→ **ASSIGNED TASK**: Could you filter the data below down to the lines that hold the word "probably"?

→ **RECORDS SHOWN**:
PR #992, opened 2021-03-05
feat(core): add extra form data fields for native filters

villebro:
🏆 Enhancements

List of changes:
- add placeholder props `time_grain` and `time_column` fields to `QueryFormData` to get ready to streamline `granularity`, `granularity_sqla` and `time_grain_sqla`.
- fix appending of filters and adhoc filters + add tests
- remove `appendExtraFormData`, as we should only enable appending filters (are handled by `processFilters.ts` now to centralize filter handling in `buildQueryObject`)
- add new override props + add tests
- fix a few typos in `buildQueryContext.ts`

### DIFF
--- a/packages/superset-ui-core/src/query/buildQueryObject.ts
+++ b/packages/superset-ui-core/src/query/buildQueryObject.ts
@@ -1,10 +1,11 @@
 /* eslint-disable camelcase */
-import { QueryObject } from './types/Query';
+import { QueryObject, QueryObjectFilterClause } from './types/Query';
 import { QueryFieldAliases, QueryFormData } from './types/QueryFormData';
 import processFilters from './processFilters';
 import extractExtras from './extractExtras';
 import extractQueryFields from './extractQueryFields';
-import { appendExtraFormData, overrideExtraFormData } from './processExtraFormData';
+import { overrideExtraFormData } from './processExtraFormData';
+import { AdhocFilter } from './types';
 
 export const DTTM_ALIAS = '__timestamp';
 
@@ -42,8 +43,17 @@ export default function buildQueryObject<T extends QueryFormData>(
   const { metrics, columns, orderby } = extractQueryFields(residualFormData, queryFields);
 
   const extras = extractExtras(formData);
+  // collect all filters for conversion to simple filters/freeform clauses
+  const filterFormData: {
+    filters: QueryObjectFilterClause[];
+    adhoc_filters: AdhocFilter[];
+  } = {
+    filters: [...(formData.filters || []), ...(append_form_data.filters || [])],
+    adhoc_filters: [...(formData.adhoc_filters || []), ...(append_form_data.adhoc_filters || [])],
+  };
   const extrasAndfilters = processFilters({
     ...formData,
+    ...filterFormData,
     ...extras,
   });
 
@@ -68,8 +78,7 @@ export default function buildQueryObject<T extends QueryFormData>(
     url_params: url_params || undefined,
     custom_params,
   };
-  // append and override extra form data used by native filters
-  queryObject = appendExtraFormData(queryObject, append_form_data);
+  // override extra form data used by native and cross filters
   queryObject = overrideExtraFormData(queryObject, override_form_data);
   return { ...queryObject, custom_form_data };
 }
--- a/packages/superset-ui-core/src/query/buildQueryObject.ts
+++ b/packages/superset-ui-core/src/query/buildQueryObject.ts
@@ -42,9 +42,9 @@ export default function buildQueryObject<T extends QueryFormData>(
   const numericRowOffset = Number(row_offset);
   const { metrics, columns, orderby } = extractQueryFields(residualFormData, queryFields);
 
-  const extras = extractExtras(formData);
   // collect all filters for conversion to simple filters/freeform clauses
-  const { filters: extraFilters = [] } = extras;
+  const extras = extractExtras(formData);
+  const { filters: extraFilters } = extras;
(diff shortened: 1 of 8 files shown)


ktmud:
> add placeholder props time_grain and time_column fields to QueryFormData to get ready to streamline granularity, granularity_sqla and time_grain_sqla.

This is long overdue! I still have a hard time to wrap my head around every time I see `granularity`.

packages/superset-ui-core/src/query/buildQueryObject.ts
```diff
@@ -42,8 +43,17 @@ export default function buildQueryObject<T extends QueryFormData>(
   const { metrics, columns, orderby } = extractQueryFields(residualFormData, queryFields);
 
   const extras = extractExtras(formData);
+  // collect all filters for conversion to simple filters/freeform clauses
+  const filterFormData: {
+    filters: QueryObjectFilterClause[];
+    adhoc_filters: AdhocFilter[];
+  } = {
+    filters: [...(formData.filters || []), ...(append_form_data.filters || [])],
+    adhoc_filters: [...(formData.adhoc_filters || []), ...(append_form_data.adhoc_filters || [])],
```
simcha90, line 52: I think better use `??`... to do all like:
```
...(formData.filters ?? [])
```

packages/superset-ui-core/src/query/buildQueryObject.ts
```diff
@@ -42,8 +43,17 @@ export default function buildQueryObject<T extends QueryFormData>(
   const { metrics, columns, orderby } = extractQueryFields(residualFormData, queryFields);
 
   const extras = extractExtras(formData);
+  // collect all filters for conversion to simple filters/freeform clauses
+  const filterFormData: {
```
simcha90, line 47: 2 questions:
1. Should this functionality to be in `extractExtras`?
2. Should we add here also `filters and adhoc_filters` from `custom_form_data and override_form_data`?

simcha90 (approved):
approve, but some questions left

packages/superset-ui-core/src/query/buildQueryObject.ts
villebro: 1. `extractExtras` and `processFilters` probably need to be slightly refactored now that there's more stuff going on here, but since this code is slightly convoluted I prefer to keep these changes as small as possible for now. Let's do a proper refactor soon when we know the full scope of changes required by native and cross filters.
2. I don't think we should to allow overriding filters, as it could break charts, but happy to open up this discussion if there are known use cases for it. Also, `custom_form_data` probably shouldn't include `filters` and `adhoc_filters`, as those are already defined in `QueryFormData`  and `QueryObject`.

simcha90: About 2. For example what will be behavior for a case:
I have table with server pagination and cross filtering: 
1. User clicks `Page 2` we have in `custom_form_data` data about server pagination
2. We have button in dashboards like `resetDashboard` so we need reset it to `Page 1` or stuff like that

packages/superset-ui-core/test/query/buildQueryObject.test.ts
```diff
@@ -58,6 +58,41 @@ describe('buildQueryObject', () => {
...
+      extra_form_data: {
+        append_form_data: {
+          adhoc_filters: [
+            {
+              expressionType: 'SQL',
+              clause: 'WHERE',
+              sqlExpression: '(1 = 1)',
+            },
+          ],
+        },
```
ktmud, line 86: Question about `adhoc_filters` and `filters`. Is my understanding correct that `filters` are only used for native filters and can only be set from `append_form_data`, since all filters defined in chart `formData` are basically `adhoc_filters`? 

I'm a little confused why do we need to allow appending and overriding both `filters` and `adhoc_filters`. The overrides are only from a Dashboard's native/cross filters, which would be only in `QueryObjectFilterClause` or `QueryFormExtraFilter` format.

It seems to me the original design of an `adhoc_filters` vs `extra_filters` was cleaner. 

Not sure if this is the direction of future refactoring, but we probably shouldn't add extra stuff that are not configurable by chart controls to `formData`. This `extra_form_data ` could be moved to the extra options of `buildQueryObject` and `buildQuery`. E.g.

```ts
buildQueryObject(formData, {
  queryFields: ...         // configured in chart metatada,
  extraFormData: {
    append: {
      adhoc_filter: [...],
    },
    override: {
    }
  }                         // collected from dashboard state
});
```

ktmud (approved):
LGTM with some questions. Looking forward to further cleanups in this area.

packages/superset-ui-core/test/query/buildQueryObject.test.ts
villebro: AFAIK `filters` are just the simple filters that preceeded `adhoc_filters` (before my time). I'm not sure why we support both, as `adhoc_filters` are a superset of `filters`, but my assumption is it's a leftover from old times. I've been using the `filters` property when adding filters that are simple, i.e. don't require custom SQL, but we could equally well ditch `filters` and just make it possible append to `adhoc_filters`.

ktmud: We should probably:

1. Rename the Python attribute [`query_object.filter`](https://github.com/apache/superset/blob/694ae6f90e76b864d5d721c4223d36e01f7fd4cf/superset/common/query_object.py#L178) to `query_object.filters`
2. Rename `adhoc_filters` on the client side to `filters` and have it support both simple filter and adhoc filters.
3. Move the filter format consolidation logic to the server side. Either in QueryObject itself or when actually building the SQL queries.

→ **WRITTEN ANSWER**:
villebro: 1. `extractExtras` and `processFilters` probably need to be slightly refactored now that there's more stuff going on here, but since this code is slightly convoluted I prefer to keep these changes as small as possible for now. Let's do a proper refactor soon when we know the full scope of changes required by native and cross filters.
2. I don't think we should to allow overriding filters, as it could break charts, but happy to open up this discussion if there are known use cases for it. Also, `custom_form_data` probably shouldn't include `filters` and `adhoc_filters`, as those are already defined in `QueryFormData`  and `QueryObject`.
Not sure if this is the direction of future refactoring, but we probably shouldn't add extra stuff that are not configurable by chart controls to `formData`. This `extra_form_data ` could be moved to the extra options of `buildQueryObject` and `buildQuery`. E.g.
ktmud: We should probably:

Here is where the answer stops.